小小的出租车,是检验政府施政水平的“试金石”。能把出租车市场治理得井井有条的政府,一定有鹿丁解牛般的高超本领。从习近平主席到俄国的普京总统、法国的萨科齐总统都特别关注出租车行业的发展与稳定。一些国家的新任领导人如意大利总理蒙蒂还将出租车改革作为新政的重点。经济合作与发展组织(OECD)甚至召开过部长级的国际专题研讨会,出租车行业的高度复杂性,由此可见。很多学者认为,只要取消准入数量限制,取消强制性的公司制,当今中国所有的问题就会迎刃而解。“中国出租车规制的失败”成了经济法、经济学教科书中的经典案例。学者们痛斥政府官员的愚笨、麻木及利益集团的自私,想为我国的出租车行业迅速开出一剂猛药,或者干脆搞个休克疗法。

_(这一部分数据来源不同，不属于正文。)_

PR #415, opened 2026-09-16
fix(security): stop compressed reads after cancellation

steipete:
Native zstd and bzip2 readers check cancellation before refilling compressed input. Existing decoded-output checks remain in place, so cancellation also stops reads hidden inside a decoder without weakening framing, concatenated-stream, or complete-archive validation.

Regression coverage aborts during the first raw read for both file and memory sources, verifies that no second refill occurs, checks cancellation with buffered decoded output, and retains valid/corrupt/truncated concatenated-stream checks. The native benchmark fixtures cover the affected readers.

The package and native addon build successfully. All 109 Rust tests and 87 focused cancellation, native TAR, compressed-filter, framing, and PAX tests pass. Fresh independent review through P2 is clean. Complete platform CI passed on the final PR head.


steipete:
Performance gate: BLOCKED. Independent raw-artifact recomputation finds 234/384 source failures and 211/384 same-artifact control failures. Correctness and mutation evidence remain accepted, but the no-slowdown requirement is not proven; this PR stays unmergeable.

但事情远非想象的那样简单。不然,我们无法接受这样一个事实:在堪称“自由国家”标杆的美国,许多城市至今还在实行国家干预强度最高的“公司制+准入数量限制”,这种制度不正是我们猛力鞭笞的对象吗?带着这些困惑,笔者通过阅读大量的英文原著,包括学者的文档、政府的工作报告、议会的议案等,得出的一个基本结论是:“不存在放之四海而皆准的规制政策。出租车的规制是一种相机块择的行为”。这在美国、日本等许多国家都表现得相当明显:“自由竞争一规制一放松规制一再规制”,政府之手与市场之手的拉银战,令人眼花缭乱。
怎么理解这一种现象?美国联邦贸易委员会、澳大利亚生产力委员会、英国公平交易局都在相关书面专题报告中明确指出,“国家对具体的规制模式不做要求,但城市的规制者必须证明规制成本低于规制收益,即有净收益存在”。这是一个基本的要求,这种证明过程并非易事,于是,代议机关广泛介入出租车的规制之中,以尽可能体现民众的集体偏好。此外,欧盟在关于放松运输业规制的EC96/26指令中,明确规定该指令仅适用于载客9人以上的车辆,即把出租车行业是否规制的问题排除在外,交由各国自行处理。挪威学者贝肯和隆格瓦对爱尔兰、荷兰、新西兰、挪威、瑞典、美国、加拿大等7国进行了比较,撰写了长篇研究报告《出租车市场规制的影响一国际比较分析》,文章写道:“规制政策必须适应不同地方的市场特征,没有一种可以放到任何地方都合适的模式”。①纽约的布鲁斯?沙勒研究了美国和加拿大的43个城市,得出的结论是:“规制措施必须适应当地实际和市场需要,规制者应想办法找到本地区独有的特征”。②纽约学者格威廉在考察了多个发展中国家的规制实践后也指出,规制措施必须根据本地问题、目标和市场特征量身定做,尤其是要加强巡游市场的干预。概言之,我们不要盲目地去照搬另一个地方的规制模式,不存在一种模式天然比另一种模式优越的问题。
一切以时间地点为转移,某种模式在今天看来是好的,也许明天就要弃之不用了。基于这一重要命题,结合我国国情,得出了以下几点研究结论:一、在准入数量限制方面,要实现决策的地方化,由各城市自行决定。
本文认为,由于两栖型的农民工队伍数量极其庞大,当前我国绝大部分城市(主要是大中城市)都存在准入数量限制的必要性。绝对不能贸然宣布废除数量限制,改革措施必须循序渐进。为体现权责的一致性,实行准入数量限制的城市当局,要对规制行为的正当性承担举证责任,并且按照年度对规制措施进行检讨,以确认是否有净收益存在。另一种方式是,也可以规定特定情况下申请入行者的强制进入权,即以市民社会的权利限制政治国家的权力。二、在经营权投放方面,经营权期限不应过长,鼓励以服务质量为核心的招标制,允许限价式的拍卖。不提倡无限价的拍卖(这很可能是一种积聚风险的短视行为,效果犹如安装定时炸弹),以便为未来可能出现的解除数量规制创造良好条件,即从特许制过渡到一般许可制。三、采取鼓励性措施,积极发展普通出租车(TAXI)的电召业务、私雇车(PHV)业务,推行区域出租车制度。如果存在多个电召公司,在电召模式下,消费者有了选择交易对象的可能性。这种模式对节约道路资源和减少污染也有积极意义。
另外,私雇车仅通过电召方式接客,基本具备完全竞争市场的特征,故国家没有限制的必要。私雇车可以和普通出租车形成一定的竞争关系,这对消费者是有利的。区域出租车能满足特大城市中某个区域内居民出行权的需要。私雇车和区域出租车的推行,将使绝大部分“黑车”失去市场。